JBGS also did something unusual for any development firm: It bought its own spectrum, making a $25 million purchase of seven blocks of 5G-ready Citizens Broadband Radio Service spectrum in 2020 at an auction run by the Federal Communications Commission. In July of 2021, it signed up AT&T as its smart-city partner.
“We’re not intrinsically technologists,” Regan-Levine said. “But we know how to make enabling investments that will benefit our customers and deliver competitive, cutting-edge products for them. National Landing will be the prototype for how cities will look in the future.”
The first output of this effort will be high-speed millimeter-wave 5G running up and down National Landing. After that will come two compact data centers that JBGS’s commercial and institutional tenants can use to host applications that they want to make available throughout the neighborhood.
“Whatever high-end application you want to do, you can put it in this center,” Regan-Levine said. “That lets you access it from any of your buildings.”
In the short term, that means bandwidth for applications including computer vision, augmented reality, and virtual reality; looking at the longer term, companies working on critical U.S. Department of Defense projects could benefit from the extra computing power. The fiber underlying this digital infrastructure also allows some of the fastest possible access to the vast arrays of data centers to the west in Loudoun and Prince William counties.
Spreading Street Smarts
Cars have become increasingly smart, but they’re still not good at sharing those smarts.

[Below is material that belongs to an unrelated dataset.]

PR #318, opened 2021-07-01
Ability for `heroku_team_collaborator` to handle users that already exist on the app

davidji99:
From my experience, people often manually add users to Heroku team apps outside of Terraform for a number of reasons. When the Terraform configuration is updated to reflect such out-of-band changes, people need to `import` the resource first before executing an `apply`. This PR will handle this scenario but checking for a specific error returned from resource creation indicating that the target user is on the target app. If so, find the collaborator ID, set it to the resource ID, and proceed with state refresh.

Duminda Wijesekera, a professor of computer science at George Mason University’s Volgenau School of Engineering, is working on ways to let more drivers — and, someday, autonomous vehicles — learn from others’ road experience.
“Look at the wealth of information inside the automated braking systems controller. It knows if one side of the road is slipping,” he said, referring to the systems that have been standard on cars for decades. “If every car translated this, everybody else would have immense capability to avoid slipping and sliding.”

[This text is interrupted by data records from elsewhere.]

PR #319, opened 2021-07-14
Source build checksum

### LINKED ISSUE #289: heroku_build local_checksum constantly changing
### Terraform Version

v0.12.x

### Heroku Provider Version

3.0.0

### Affected Resource(s)

- heroku_build

### Expected Behavior

Using `heroku_build`'s `path` attribute with a directory should only trigger a new build if the contents of the files in the directory change.

### Actual Behavior

We use terraform enterprise, which means that each time we run our code, the files will have different metadata (ex: modified time).  This means that the tarball generated by the provider will have a different checksum on each run.

### Proposal

I propose (and am willing to contribute) that when `heroku_build`'s `path` is set to a directory that the checksum be calculate before building the tarball and that we write the code such that metadata like modified time are not included in the checksum.

### References

- #269 (note some comments about using terraform cloud that fit with what we are seeing)

mars:
Fixes #289 

This new `heroku_build` "relaxed checksum" strategy only effects [builds with `source.path`](https://registry.terraform.io/providers/heroku/heroku/latest/docs/resources/build#local-source) pointing to a **directory**.

In this case, the checksum is a now non-standard algorithm, only hashing the file paths & contents, not the actual tarball uploaded to Heroku. This should allow `heroku_build` in ephemeral Terraform runtimes, such as Terraform Cloud, to only rebuild when source files actually change. It's possible this diffing has become too relaxed… real-world testing will inform whether this change really works well.

Also, the relaxed checksum is not set on the Heroku build, because it is non-standard and will fail the build. It is only saved in Terraform state as the `local_checksum` attribute.

-----

I've tagged a pre-release to test this. Hopefully it builds!
https://github.com/heroku/terraform-provider-heroku/releases/tag/v4.6.0-pre1


heroku/resource_heroku_build.go
```diff
@@ -271,6 +282,8 @@ func resourceHerokuBuildCreate(d *schema.ResourceData, meta interface{}) error {
 	}
 
 	d.SetId(build.ID)
+	// Capture the checksum, to diff changes in the local source directory.
+	d.Set("local_checksum", checksum)
```
davidji99, line 286: We need to still set `local_checksum` to a value returned from the API like this removed [line](https://github.com/heroku/terraform-provider-heroku/pull/319/files#diff-198a71a15d2e3540b5111c003cf9b0ba9ca0872287516b25b581cb930776da6cL452) when `heroku_build.source` is set to a file path. Right now, this line sets `local_checksum` to whatever was locally calculated without confirming this checksum with the Platform API.

My suggestion is to pipe the value of `useRelaxedChecksum` through `resourceHerokuBuildRead` to `setBuildState` so that you can add back this [line](https://github.com/heroku/terraform-provider-heroku/pull/319/files#diff-198a71a15d2e3540b5111c003cf9b0ba9ca0872287516b25b581cb930776da6cL452). You achieve this by setting this [line](https://github.com/heroku/terraform-provider-heroku/pull/319/files#diff-198a71a15d2e3540b5111c003cf9b0ba9ca0872287516b25b581cb930776da6cR299) to call `resourceHerokuBuildRead` instead of `return nil`.

davidji99 (changes requested):
Looks good. I have a suggested change around setting `local_checksum` in state.

heroku/resource_heroku_build.go
mars: We cannot set the relaxed checksum on the Heroku Build. It is a non-standard checksum that Heroku doesn't understand, and Heroku fails the build with `Checksum mismatch` error. The standard tarball checksum is still applied for builds that use a pre-made tarball; the `heroku_build` acceptance tests validate this.

Heroku API doesn't produce a checksum if it's not set when the build is created. The checksum is only read by Heroku build to verify the source tarball before the build is executed. The checksum is meaningless in this situation anyway, since it's a one-off tarball that is not archived or reused. We can trust that TCP/IP will send all the bytes correctly.

By using exclusively `local_checksum` to maintain state for these source directory builds, this fixes the outstanding problem.

So, unless we discover some bug or use-case that breaks with this Terraform-local relaxed checksum, it should remain only in `local_checksum`.

mars:
@davidji99 it looks like there's a new problem with the `heroku_app_config_association` in acceptance tests:

```
=== RUN   TestAccHerokuAppConfigAssociation_Advanced
Error:     resource_heroku_app_config_association_test.go:40: Step 1/1 error: Error retrieving state after apply: exit status 2
        panic: value is marked, so must be unmarked first
        
        goroutine 1 [running]:
        github.com/zclconf/go-cty/cty.Value.assertUnmarked(...)
          /home/circleci/go/pkg/mod/github.com/zclconf/go-cty@v1.8.4/cty/marks.go:141
```

The panic stack doesn't include any of our provider code 🙈  and I cannot reproduce it running `make testacc` locally. Re-running the test suite to see if it's flappy.

mars:
Ah, I just found that our GitHub Action acceptance test suite is using a pre-installed version of `terraform`, [currently `v1.0.1`](https://github.com/actions/virtual-environments/blob/ubuntu20/20210628.1/images/linux/Ubuntu2004-README.md). This bug is fixed in `v1.0.2`.

I'm going to update the acceptance test action to download and use an explicitly set version of `terraform`, based on the [Running Acceptance Tests docs](https://www.terraform.io/docs/extend/testing/acceptance-tests/index.html#running-acceptance-tests).

davidji99 (approved):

But the system Wijesekera and his colleagues are working on doesn’t assume that every vehicle will have the ability to share its sense of the road via 5G. Instead, they envision having enough vehicles share road data with existing roadside terminals. They would then leverage 5G’s mobile edge-computing capabilities to analyze that data, derive a ground truth, and communicate that to other road users through digital road signs.

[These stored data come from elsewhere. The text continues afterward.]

PR #323, opened 2021-12-01
Modify heroku_drain to accept URLs that pass in basic auth

davidji99:
It is possible to define a log drain URL that has a username and password: https://devcenter.heroku.com/articles/log-drains#https-drains<br><br>We need to modify heroku_drain to be able to safely accept such a value.

### DIFF
--- a/heroku/resource_heroku_drain.go
+++ b/heroku/resource_heroku_drain.go
@@ -23,16 +23,26 @@ func resourceHerokuDrain() *schema.Resource {
 		},
 
 		Schema: map[string]*schema.Schema{
-			"url": {
-				Type:     schema.TypeString,
-				Required: true,
-				ForceNew: true,
+			"app": {
+				Type:         schema.TypeString,
+				Required:     true,
+				ForceNew:     true,
+				AtLeastOneOf: []string{"url", "sensitive_url"},
 			},
 
-			"app": {
-				Type:     schema.TypeString,
-				Required: true,
-				ForceNew: true,
+			"url": {
+				Type:          schema.TypeString,
+				Optional:      true,
+				ForceNew:      true,
+				ConflictsWith: []string{"sensitive_url"},
+			},
+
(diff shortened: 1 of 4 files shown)


heroku/resource_heroku_drain.go
```diff
@@ -48,9 +57,27 @@ const retryableError = `App hasn't yet been assigned a log channel. Please try a
...
-		return nil, err
+	result := strings.Split(d.Id(), ":")
+
+	var app, id string
+	var isSensitive bool
+	switch len(result) {
+	case 2:
+		app = result[0]
+		id = result[1]
+		isSensitive = false
```
sheax0r, line 68: I believe you could still have a sensitive 2-string basic auth URL with just a user name:

```
https://some-long-random-username@mylogdrain.com
```

mars: Looks like this is parsing the ID for import, not the actual drain URL @sheax0r .

heroku/resource_heroku_drain.go
```diff
@@ -107,6 +154,10 @@ func resourceHerokuDrainDelete(d *schema.ResourceData, meta interface{}) error {
 		return fmt.Errorf("Error deleting drain: %s", err)
 	}
 
+	log.Printf("[INFO] Deleted drain: %s", d.Id())
+
+	d.SetId("")
```
mars, line 159: This is not necessary when deleting. Returning `nil` (no error), is all that is required to delete successfully, removing from Terraform state.

mars (approved):
Looks great @davidji99 😄👍

heroku/resource_heroku_drain.go
davidji99: All good to know @mars.

heroku/resource_heroku_drain.go
sheax0r: My bad :)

Wijesekera noted that this architecture would lend itself to early adoption in fleet use cases, such as buses, police cars, and even delivery robots. He also emphasized how the system should work on mid-band frequencies, not just the fast (but scarce) millimeter-wave frequencies so often highlighted in 5G hype.
It’s yet another example of treating 5G as a gear in a machine, not a goal in itself. As Wijesekera put it, “Just because you have 5G doesn’t solve a lot of problems.”